H2S(g) removal using a modified, low-ph liquid redox sulfur recovery (LRSR) process with electrochemical regeneration of the Fe catalyst couple.

A modified pH 1.0 liquid redox sulfur recovery (LRSR) process, based on reactive absorption of H(2)S((g)) in an acidic (pH 1.0) iron solution ([Fe(III)] = 9-8 g L(-1), [Fe(II)] = 1-2 g L(-1)) and electrochemical regeneration of the Fe(III)/Fe(II) catalyst couple, is introduced. Fe(II) was oxidized in a flow-through electrolytic cell by Cl(2(aq)) formed on a Ti/RuO(2) anode. pH 1.0 was applied to retard the potential precipitation of predominantly jarosite group Fe(III) species.
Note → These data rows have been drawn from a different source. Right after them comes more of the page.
PR #846, opened 2021-01-25
e2e test fixes v6.26

carohauta:
e2e environment was upgraded from X-Road 6.24 to 6.26. This upgrade introduced frontend changes that broke some of the e2e tests. This PR fixes those tests. 

This PR also changes Add Key and CSR wizard's `Done` buttons `disabled` status behavior: the button will be enabled after the API request returns success (instead of being enabled right after the request is sent)

### DIFF
--- a/src/proxy-ui-api/frontend/tests/e2e/specs/ss-backupandrestore.js
+++ b/src/proxy-ui-api/frontend/tests/e2e/specs/ss-backupandrestore.js
@@ -134,7 +134,6 @@ module.exports = {
     // Filtering backup list with the name of created backup there should be only one backup in the list
     backupAndRestoreTab.enterFilterInput(createdBackupFileName);
     browser.expect
-      // xrd-table has thead but no tbody so use '/tr' to get only the row elements that are direct children of table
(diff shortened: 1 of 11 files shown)


src/proxy-ui-api/frontend/tests/e2e/specs/ss-backupandrestore.js
```diff
@@ -135,7 +135,7 @@ module.exports = {
     backupAndRestoreTab.enterFilterInput(createdBackupFileName);
     browser.expect
       // xrd-table has thead but no tbody so use '/tr' to get only the row elements that are direct children of table
-      .elements('//table[contains(@class, "xrd-table")]/tr')
+      .elements('//table[contains(@class, "xrd-table")]/tbody/tr')
```
olliru, line 138: This code no longer matches the comment above

olliru (approved):

src/proxy-ui-api/frontend/tests/e2e/specs/ss-backupandrestore.js
carohauta: Removed the comment

PR #847, opened 2021-01-25
XRDDEV-1541 add subject dialog e2e

carohauta:
e2e tests for adding a new Service Client

JIRA: https://jira.niis.org/browse/XRDDEV-1541


olliru (approved):
Some of the locators have long absolute parts in the xpaths, like "/../../../../..//button". If an alternative and less fragile xpath is available, it would be good to use it.

carohauta:
> Some of the locators have long absolute parts in the xpaths, like "/../../../../..//button". If an alternative and less fragile xpath is available, it would be good to use it.

That's true. Found a better way for all of them. Now using max. of one `/../` like in the rest of the tests

PR #849, opened 2021-01-25
XRDDEV-1539 Alerts v7 UI update

Riippi:
https://jira.niis.org/browse/XRDDEV-1539

- Replaced notifications bar with global alerts and contextual alerts
- New style for snackbar
- Simple dialog component has a possibility to show error. Not used at the moment.


TJaakkola (changes requested):
Couple of fixes that are probably not part of this refactoring but we could as well fix those now.

TJaakkola (approved):

PR #857, opened 2021-01-27
XRDDEV-1499 lighter npm audit

jansu76:
https://jira.niis.org/browse/XRDDEV-1499

See also https://bitbucket.niis.org/projects/X-ROAD/repos/x-road-utils/pull-requests/145/overview, both should be merged at the same time

### DIFF
--- a/Jenkinsfile
+++ b/Jenkinsfile
@@ -39,7 +39,7 @@ pipeline {
             steps {
                 sh 'cd src && ./update_ruby_dependencies.sh'
                 withCredentials([string(credentialsId: 'sonarqube-user-token-2', variable: 'SONAR_TOKEN')]) {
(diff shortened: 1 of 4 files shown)


jhyoty (commented):
Works, but looks unnecessarily complex. Consider using e.g. project property, it seems that testing that in the checkFrontAudit would have been sufficient; does not need playing with the conditional task dependencies, and it also avoids the extra logic in CI pipeline (just adding the property is enough). For example something like
```   
task checkFrontAudit(...)
...
    if ("strict" == project.properties['front-audit-mode']) {
      args=['run', 'check-audit']
    } else {
      args=['audit', '--production', '--audit-level=moderate']
    }
...
```
and then `gradle .... -Pfront-audit-mode=strict`

jhyoty (approved):

PR #860, opened 2021-01-29
XRDDEV-1537

iluwatar:


src/common-util/src/main/java/ee/ria/xroad/common/Version.java
```diff
@@ -78,6 +82,48 @@
...
+            // Java 8 or lower has format: 1.6.0_23, 1.7.0, 1.7.0_80, 1.8.0_211
+            versionString = versionString.substring(2, VERSION_STRING_SUFFIX_LENGTH);
+        } else {
+            // Java 9 or higher has format: 9.0.1, 11.0.4, 12, 12.0.1
+            int dot = versionString.indexOf(".");
+            if (dot != -1) {
+                versionString = versionString.substring(0, dot);
+            }
+        }
+        int result = Integer.parseInt(versionString);
```
jhyoty, line 113: This could fail with numberformatexception.

src/common-util/src/main/java/ee/ria/xroad/common/Version.java
```diff
@@ -78,6 +82,48 @@
...
+        String vendorString = System.getProperty(JAVA_VENDOR_PROPERTY);
+        String versionString = System.getProperty(JAVA_VERSION_PROPERTY);
+        String runtimeString = System.getProperty(JAVA_RUNTIME_PROPERTY);
+        StringBuilder vendorVersionBuilder = new StringBuilder();
+        if (vendorString != null) {
+            vendorVersionBuilder.append(vendorString + " ");
+        }
+        vendorVersionBuilder.append(runtimeString);
+        System.out.println(
+                String.format("%s %s (Java %s)", appName, XROAD_VERSION, vendorVersionBuilder.toString()));
```
jhyoty, line 101: Instead of static  "Java", the `java.runtime.name` system property would be more informative (defaulting to "Java" if it does not exist). The "java.runtime.version" could also default to "java.version", which is guaranteed to exist.

System.out.printf("...\n") can be used instead of ....println(String.format(..)). Or maybe this should use a logger instead; the version warnings are logged, so why not also the version info?

src/common-util/src/main/java/ee/ria/xroad/common/Version.java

At pH 1.0, the presence of chloride ions at [Cl(-)] = 30 g L(-1) allows for both efficient (indirect) electrochemical oxidation of Fe(II) and efficient H(2)S((g)) reactive absorption. The latter observation was hypothesized to be associated with higher concentrations of Fe(III)-Cl complexes that are more highly reactive toward H(2)S((aq)) than are free Fe(III) ions and Fe-SO(4) complexes that otherwise dominate pH 1.0 Fe(III) solutions in the absence of a significant Cl(-) concentration. At the described operational conditions the rate of Fe(II) oxidation in the experimental system was 0.793 kg Fe h(-1) per m(2) anode surface area, at a current efficiency of 58%. Electricity cost within the electrochemical step was approximated at $0.9 per kg H(2)S((g)) removed.